An efficient two-stage water cycle algorithm for complex reliability-based design optimization problems

Meng Z., Li H., Zeng R., Mirjalili S., YILDIZ A. R.

NEURAL COMPUTING & APPLICATIONS, vol.34, no.23, pp.20993-21013, 2022 (SCI-Expanded) identifier identifier

  • Publication Type: Article / Article
  • Volume: 34 Issue: 23
  • Publication Date: 2022
  • Doi Number: 10.1007/s00521-022-07574-x
  • Journal Indexes: Science Citation Index Expanded (SCI-EXPANDED), Scopus, Academic Search Premier, PASCAL, Applied Science & Technology Source, Biotechnology Research Abstracts, Compendex, Computer & Applied Sciences, Index Islamicus, INSPEC, zbMATH
  • Page Numbers: pp.20993-21013
  • Keywords: Reliability-based design optimization, Evolutionary, Metaheuristic, Water cycle algorithm, PERFORMANCE-MEASURE APPROACH, DIFFERENTIAL EVOLUTION, SIMULATION, GA
  • Bursa Uludag University Affiliated: Yes


The reliability-based design optimization (RBDO) problem considers the necessary uncertainty of measurements within the scope of planning to minimize the design objective while satisfying probabilistic constraints.
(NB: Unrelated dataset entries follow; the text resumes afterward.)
PR #84, opened 2019-08-12
Add the quantization linear op support

llyfacebook:


torch_tvm/custom_tvm_ops/topi/contrib/quantize.cc
```diff
@@ -0,0 +1,78 @@
...
+
+using namespace runtime;
+
+TVM_REGISTER_GLOBAL("tvm.contrib.find_minmax")
+    .set_body([](TVMArgs args, TVMRetValue* ret) {
+      DLTensor* input = args[0];
+      DLTensor* data_min = args[1];
+      DLTensor* data_max = args[2];
+      // calculate the data_min and data_max
+      auto data_ptr = static_cast<float *>(input->data);
```
bwasti: DLTensor has strides, should we assert those aren't used before doing this contiguous sweep?

torch_tvm/custom_tvm_ops/topi/custom_topi_ops.cc
```diff
@@ -0,0 +1,248 @@
+#include <topi/generic/injective.h>
```
bwasti: why are we merging everything into one file? this will probably make rebasing hard going forward.  you could just copy paste the custom_layer_norm_init.cc file and replace it with your stuff

CMakeLists.txt
```diff
@@ -4,6 +4,7 @@ file(GLOB TORCH_TVM_SRCS
   ${CMAKE_CURRENT_SOURCE_DIR}/torch_tvm/*.cpp
   ${CMAKE_CURRENT_SOURCE_DIR}/torch_tvm/custom_tvm_ops/relay/*.cc
   ${CMAKE_CURRENT_SOURCE_DIR}/torch_tvm/custom_tvm_ops/topi/*.cc
+  ${CMAKE_CURRENT_SOURCE_DIR}/torch_tvm/custom_tvm_ops/topi/contrib/*.cc
```
bwasti: probably fine to leave it in topi/* without adding a contrib folder

torch_tvm/custom_tvm_ops/topi/quantize.cc
```diff
@@ -0,0 +1,103 @@
...
+          return scale_mul(0)*(tvm::cast(Int(32), quantized_mm(i, j)) -
+              tvm::cast(Float(32), data_acc(i))*weight_zero_point(0) -
+              tvm::cast(Float(32), weight_acc(i))*data_zero_point(0) +
+              zero_point_mul(0));
+        },
+        "tensor",
+        "mm_dequantize"
+      );
+  //TODO: add Bias
+  return {result};
```
yinghai: Maybe you don't need all the tvm::compute above and return them as a tensor here directly.

CMakeLists.txt
llyfacebook: It seems not working.

torch_tvm/custom_tvm_ops/topi/custom_topi_ops.cc
llyfacebook: Hmm, I actually prefer a centralized place to store all these registration. @yinghai I think c2 does the same thing, right?

yinghai: Yeah, just a place to see how many ops we have.

torch_tvm/custom_tvm_ops/relay/quantize.cc
```diff
@@ -0,0 +1,148 @@
...
+ * specific language governing permissions and limitations
+ * under the License.
+ */
+
+/*!
+ *  Copyright (c) 2018 by Contributors
+ * \file nn.cc
+ * \brief Property def of nn operators.
+ */
+
```
kimishpatel: This is not licensed under anything, is it?

test/test_operators.py
```diff
@@ -326,6 +326,27 @@ def linear_no_bias(input, weight):
...
+        bias = torch.rand(out_features)
+        q_weight, col_offsets, scale, zero_point = \
+            torch.fbgemm_linear_quantize_weight(weight.clone().float())
+        packed_weight = torch.fbgemm_pack_quantized_matrix(q_weight.clone())
+
+        def fbgemm_quantized_linear(input, weight, bias):
+            return torch.fbgemm_linear_int8_weight_fp32_activation(
+                input.float(), q_weight, packed_weight, col_offsets, scale, zero_point, bias.float())
+        ref_out, tvm_out = self.runBoth(fbgemm_quantized_linear, input, weight, bias)
+        # relax the constraint to abvoid flaky test
```
kimishpatel: nit. "abvoid" -> avoid.

torch_tvm/custom_tvm_ops/relay/quantize.cc
```diff
@@ -0,0 +1,148 @@
...
+#include <relay/op/op_common.h>
+#include <relay/op/type_relations.h>
+#include <relay/pass/alter_op_layout.h>
+#include "quantize_attrs.h"
+
+#include <cstdint>
+namespace tvm {
+namespace relay {
+
+Expr MakeDataInt8Quantization(Expr data, Expr zero_point, Expr scale, bool is_signed, int precision) {
```
kimishpatel: What is the use of precision here? It seems Int8 is already telling? Or is it for output precision?

torch_tvm/custom_tvm_ops/relay/quantize.cc
```diff
@@ -0,0 +1,148 @@
...
+  if(param->is_signed) {
+    out_dtype = Int(param->precision);
+  } else {
+    out_dtype = UInt(param->precision);
+  }
+  std::vector<Type> fields;
+  fields.push_back(TensorTypeNode::make(oshape, out_dtype));
+  fields.push_back(TensorTypeNode::make(acc_oshape, Int(32)));
+  reporter->Assign(types[3], TupleTypeNode::make(Array<Type>(fields)));
+  //  reporter->Assign(types[3], TensorTypeNode::make(oshape, out_dtype));
```
kimishpatel: rm

torch_tvm/custom_tvm_ops/relay/quantize.cc
llyfacebook: hmm, just in case, for 16bits, for example.

torch_tvm/custom_tvm_ops/relay/quantize.h
```diff
@@ -0,0 +1,61 @@
+#include <relay/op/op_common.h>
```
kimishpatel: `#pragma once`

llyfacebook: okok

torch_tvm/custom_tvm_ops/relay/quantize.cc
```diff
@@ -0,0 +1,148 @@
...
+#include <relay/pass/alter_op_layout.h>
+#include "quantize_attrs.h"
+
+#include <cstdint>
+namespace tvm {
+namespace relay {
+
+Expr MakeDataInt8Quantization(Expr data, Expr zero_point, Expr scale, bool is_signed, int precision) {
+  static const Op& op = Op::Get("nn.quantize_data_int8_quantize");
+  auto attrs = make_node<QuantizedParamsAttrs>();
```
kimishpatel: I am little queazy about QuantizedParamsAttrs also storing zp and scale. Here it seems to be used for generating zero point and scale, but it can also store weight's zp and scale. I am not insistent on it, but should we split it into `DataRepAttrs` (data representation attrs) and `QuantizatioAttrs`? What I am suggesting is also not clean, but something to think over. Either way I am not too picky on this.

torch_tvm/custom_tvm_ops/relay/quantize_init.cc
```diff
@@ -0,0 +1,82 @@
...
+
+TVM_REGISTER_NODE_TYPE(QuantizedParamsAttrs);
+
+TVM_REGISTER_API("relay.op.nn._make.quantize_data_int8_quantize")
+  .set_body_typed(MakeDataInt8Quantization);
+
+
+RELAY_REGISTER_OP("nn.quantize_data_int8_quantize")
+.describe(R"code(dynamic quantization of weight or activation.
+- **weight**: (channels, in_channels)
```
kimishpatel: I dont follow what this is supposed to mean.

torch_tvm/custom_tvm_ops/relay/quantize_init.cc
```diff
@@ -0,0 +1,82 @@
...
+namespace relay {
+
+TVM_REGISTER_NODE_TYPE(QuantizedParamsAttrs);
+
+TVM_REGISTER_API("relay.op.nn._make.quantize_data_int8_quantize")
+  .set_body_typed(MakeDataInt8Quantization);
+
+
+RELAY_REGISTER_OP("nn.quantize_data_int8_quantize")
+.describe(R"code(dynamic quantization of weight or activation.
```
kimishpatel: This seems to be specific for data.

torch_tvm/custom_tvm_ops/topi/contrib/quantize.cc
kimishpatel: @bwasti, for minmax it should not matter though, right? Order in which elements are traversed is not important.

torch_tvm/custom_tvm_ops/topi/contrib/quantize.cc
```diff
@@ -0,0 +1,80 @@
...
+TVM_REGISTER_GLOBAL("tvm.contrib.find_minmax")
+    .set_body([](TVMArgs args, TVMRetValue* ret) {
+      DLTensor* input = args[0];
+      DLTensor* data_min = args[1];
+      DLTensor* data_max = args[2];
+      // calculate the data_min and data_max
+      CHECK(input->strides == nullptr) << "find_minmax does not support the dltensor with strides";
+      auto data_ptr = static_cast<float *>(input->data);
+      int m = input->shape[0];
+      int n = input->shape[1];
```
kimishpatel: We need to asset that tensor is 2-dim.

torch_tvm/custom_tvm_ops/topi/contrib/quantize.cc
```diff
@@ -0,0 +1,80 @@
...
+      float d_min = data_ptr[0];
+      float d_max = data_ptr[0];
+      for (int i = 0; i < m; i++) {
+        for (int j = 0; j < n; j++) {
+            d_min = std::min(data_ptr[i*n + j], d_min);
+            d_max = std::max(data_ptr[i*n + j], d_max);
+        }
+      }
+      auto out_ptr_min = static_cast<float *>(data_min->data);
```
kimishpatel: reinterpret_cast?

torch_tvm/custom_tvm_ops/topi/custom_topi_ops.cc
```diff
@@ -0,0 +1,205 @@
...
+               const tvm::Array<tvm::Tensor>& outs,
+               const tvm::Target& target) -> tvm::Schedule {
+              // dispatches x86 schedule when the target is "llvm" and the
+              return topi::generic::schedule_custom_layer_norm(outs);
+            }),
+        10);
+    (*reg_ptr)(
+        "nn.quantize_findminmax",
+        "TOpPattern",
+        static_cast<int>(OpPatternKind::kOutEWiseFusable),
```
kimishpatel: Is findminmax elementwise fusable? I dont think so right?

torch_tvm/custom_tvm_ops/topi/custom_topi_ops.cc
```diff
@@ -0,0 +1,205 @@
...
+            [](const tvm::Attrs& attrs,
+               const tvm::Array<tvm::Tensor>& outs,
+               const tvm::Target& target) -> tvm::Schedule {
+              return  topi::generic::schedule_quantize_findminmax(outs);
+            }),
+        10);
+    (*reg_ptr)(
+        "nn.choose_quantize_params",
+        "TOpPattern",
+        static_cast<int>(OpPatternKind::kOutEWiseFusable),
```
kimishpatel: Same comment in other places. Is the op pattern right?

torch_tvm/custom_tvm_ops/topi/custom_topi_ops.cc
```diff
@@ -0,0 +1,205 @@
...
+               const tvm::relay::Type& out_type,
+               const tvm::Target& target) -> tvm::Array<tvm::Tensor> {
+              const auto* param = attrs.as<relay::QuantizedParamsAttrs>();
+              return tvm::Array<tvm::Tensor>{topi::data_int8_mm_dequantize(
+                inputs[0], inputs[1], inputs[2], inputs[3],
+                inputs[4], inputs[5], param->w_scale, param->w_zp)};
+            }),
+        10);
+    (*reg_ptr)(
+         "nn.quantize_data_mm_dequantize",
```
kimishpatel: Indentation.

torch_tvm/custom_tvm_ops/topi/quantize.cc
```diff
@@ -0,0 +1,89 @@
+#pragma once
```
kimishpatel: No `pragma once` here.

torch_tvm/custom_tvm_ops/topi/quantize.cc
```diff
@@ -0,0 +1,89 @@
...
+
+namespace topi {
+using namespace tvm;
+
+Array<Tensor> data_int8_quantize(
+    const Tensor& data,
+    const Tensor& zero_point,
+    const Tensor& scale,
+    bool is_signed,
+    int precision) {
```
kimishpatel: [minor] If this is int8, precision is known already. Should we rename the function appropriately? Or just remove precision?

torch_tvm/custom_tvm_ops/topi/custom_topi_ops.cc
llyfacebook: Yes, need to take care of these about the pattern.

torch_tvm/custom_tvm_ops/topi/quantize.cc
llyfacebook: We should allow it for fp16 in the future, for example. The name of the function needs to be generalized.

torch_tvm/custom_tvm_ops/topi/quantize.cc
llyfacebook: Good catch! I guess I copied it from .h file.

torch_tvm/operators.cpp
```diff
@@ -404,6 +405,51 @@ RegisterTVMOperator reg({
        n->index = 0;
        return tvm::relay::TupleGetItem(n);
      }},
+    {Symbol::fromQualString("aten::fbgemm_linear_int8_weight_fp32_activation"),
```
kimishpatel: This is too big. Let's make it into a function like `lowerFbgemmLinearInt8`

torch_tvm/custom_tvm_ops/topi/custom_topi_ops.cc
```diff
@@ -0,0 +1,205 @@
...
+        10);
+    (*reg_ptr)(
+        "nn.quantize_findminmax",
+        "FTVMCompute",
+        tvm::relay::FTVMCompute(
+            [](const tvm::Attrs& attrs,
+               const tvm::Array<tvm::Tensor>& inputs,
+               const tvm::relay::Type& out_type,
+               const tvm::Target& target) -> tvm::Array<tvm::Tensor> {
+              return tvm::Array<tvm::Tensor>{topi::contrib::quantize_findminmax(inputs[0])};
```
kimishpatel: No need for `tvm::Array<tvm::Tensor>{`? `topi::contrib::quantize_findminmax` already returns array of Tensors?

torch_tvm/custom_tvm_ops/topi/custom_topi_ops.cc
```diff
@@ -0,0 +1,205 @@
...
+        "FTVMCompute",
+        tvm::relay::FTVMCompute(
+            [](const tvm::Attrs& attrs,
+               const tvm::Array<tvm::Tensor>& inputs,
+               const tvm::relay::Type& out_type,
+               const tvm::Target& target) -> tvm::Array<tvm::Tensor> {
+              const auto* param = attrs.as<relay::QuantizedParamsAttrs>();
+              auto precision = param->precision;
+              auto is_signed = param->is_signed;
+              return tvm::Array<tvm::Tensor>{topi::contrib::choose_quantize_params(
```
kimishpatel: Same here.

torch_tvm/operators.cpp
```diff
@@ -404,6 +405,51 @@ RegisterTVMOperator reg({
...
+       // inputs[3]: weight_acc
+       // inputs[4]: weight_scale
+       // inputs[5]: weight_zp
+       // inputs[6]: bias
+       TORCH_CHECK(
+           inputs.size() == 7, "Given input size from quantized linear", inputs.size(), " inputs");
+       auto op_find_minmax = tvm::relay::Op::Get("nn.quantize_findminmax");
+       auto op_choose_q_params = tvm::relay::Op::Get("nn.choose_quantize_params");
+       auto op_data_q = tvm::relay::Op::Get("nn.quantize_data_int8_quantize");
+       auto op_data_deq = tvm::relay::Op::Get("nn.quantize_data_mm_dequantize");
```
kimishpatel: Should we make dequantize a separate relayop? I am wondering if we can fuse dequantize and quantize of the next layer somehow. Or figure out some way to fuse those?

torch_tvm/custom_tvm_ops/topi/contrib/quantize.cc
llyfacebook: I think it is void pointer. Static_cast should be better?

torch_tvm/operators.cpp
kimishpatel: Oh the bias is not quantized? Maybe we can try to quantize bias and weight as a joint quantity? Something to think over.

torch_tvm/custom_tvm_ops/topi/contrib/quantize.cc
llyfacebook: IIRC, it should be void pointer.

torch_tvm/operators.cpp
llyfacebook: Hmm, this involves the batchnorm issue. Currently, it is following the dynamic quantization schema.

llyfacebook: > Should we make dequantize a separate relayop? I am wondering if we can fuse dequantize and quantize of the next layer somehow. Or figure out some way to fuse those?

Normally, I think what you are saying is more like static quantization. We can collapse the quant and dequant, since they are the same q parameters. Dequant is normally fused with the op.

torch_tvm/custom_tvm_ops/topi/contrib/quantize.cc
kimishpatel: I suppose static_cast is safer

torch_tvm/operators.cpp
kimishpatel: Aah, yes. You are right. But if we are doing dequant just to find the min max values and then chose quantization params and quantize it again then can there not be a way to find fp32 min max values without going though dequant step? Dequant step should not be changing which value is min and which is max?

torch_tvm/custom_tvm_ops/topi/contrib/quantize.cc
llyfacebook: Yes

torch_tvm/operators.cpp
llyfacebook: I didn't get your point. Basically, dequant in this context is for int32 activation to fp32 conversion.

Metaheuristic algorithms offer effective tools to address challenges that scientists and practitioners face in RBDO problems, including the use of multimodal objective functions, mixed design variables, and nondifference mathematical models. However, metaheuristic reliability-based design optimization (MRBDO) algorithms require reliability analysis to obtain accurate solutions, which leads to different convergence behaviors than those observed for gradient RBDO algorithms. One of the main drawbacks of such schemes is the high computational cost. In this work, we derive an error propagation rule from the inner reliability analysis to the outer optimization. Then, based on a two-stage water cycle algorithm (TSWCA), an improved MRBDO algorithm called TSWCA-MRBDO is developed to ensure universality and performance. In the proposed algorithm, the water cycle algorithm, with a global capacity, is used to find the best solution. A single-loop strategy is first adopted, in which the MRBDO problem is converted into the deterministic optimization problem to remarkably reduce the computational time of global search. Then, a two-stage algorithm is utilized to perform the local search. Numerical examples demonstrate that the proposed two-stage MRBDO algorithm can converge more quickly and efficiently in the global and local domains than other MRBDO algorithms.